然而陆末行像是早已察觉到他的意图,在江宵动手前便迅速后撤,做了个暂停的手势。而他脸上那股阴沉的,仿佛杀人魔般狰狞阴郁的面孔,则在一瞬间变魔术般地消退。
随后,他稍稍挑眉,换了语气,又恢复成江宵第一眼见他时的模样。
“怎么样,我的演技,还不错吧。”陆末行懒洋洋道,“凭我的实力,想拿个奥斯卡影帝也不在话下。”
江宵满腔怒火在这句话前仿佛被浇了一瓢冰水,倏然间消失了,他现在大脑简直混乱,无比费解地看着陆末行:“你说你刚才那都是在……演戏?”
“为了让你进入情境。”陆末行瞥他一眼,“你实在太容易害羞了,再这么下去,几天几夜也拍不好。”
“我可是很忙的,嫂子。”
他微笑着,像一只收敛了周身气势的狮子,道:“下次再想约我,就不是现在的价格了。”
作者有话要说:
死鬼老公:怒气积攒ing
第141章 chapter 141
那些都……只是演出来的?
刚刚所带给他的压迫感,以及那些低语中所充满的恨意,全都是假的?
江宵怔在原地,陆末行不再多说,转身出去。
为了不耽误时间,江宵只得迅速地换好裤子,脖颈处的印记仍旧火辣辣地疼着,他的房间里自然也不会有化妆品之类的遮瑕物,根本无法遮掩痕迹。
陆蔺行的弟弟,简直是相当恶劣!
再犹豫就太耽误时间了,江宵只得出门,随后,跟司凛四目相对。
司凛的眼神飞快扫过他的打扮,视线迅速落在他的脖子上,有几秒钟的停顿。
脸侧的银链而随着他的动作,轻轻摇晃了起来,反而衬得侧脸越发冰冷锐利起来。
随后,他转过身,开始找陆末行的麻烦,语气发沉:“你们刚在房里,都做了什么?”
陆末行正在研究电视柜上的花瓶摆件,闻言漫不经心道:“当然是做恋人才会做的事情,是吧,江宵?”
陆末行很喜欢用反问句,很灵活地将尴尬抛给下一个人。但司凛完全不吃这套。
“不要做多余的事。”
陆末行:“我的时间,可是很宝贵的。”他的视线终于从那个精美而价值不菲的装饰物上移开,落在江宵身上。
江宵只穿着件宽松舒适白T恤,以及一条深黑色牛仔裤,大大方方,简单利落,两腿笔直修长,面容清俊,看上去简直像刚出校的大学生,洋溢着阳光般的气息,嫩得能掐出水来。
然而他脖子上无法被领口所遮掩住的伤痕却无端给这画面增添了一分奇异暧昧的感觉。
陆末行啧了声,道:“陆蔺行还真是老牛吃嫩草啊,真够不要脸的。
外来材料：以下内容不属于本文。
PR #1390, opened 2025-11-11
builds: fix RTD explicitly add patchelf + update macos runners

ianhi:
hopefully fix RTD build errors


ianhi:
This seems to have fixed the RTD issue. the failure is the macos-13 build issue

”
江宵完全不想搭理他,看着司凛,突然想起个问题:“司律师,你是怎么进来的?保安似乎没有给我打电话。”
司凛不置可否,只摘掉眼镜,顿时,神奇的事情发生了。
江宵忍不住露出惊讶的表情。司凛不戴眼镜时,居然跟司明煜长得几乎完全相同!
只不过司明煜经常笑着,要么就是很懒散的模样,而司凛则始终是冷冽清淡的气质,这么看来,两人倒是天差地别,很好辨认。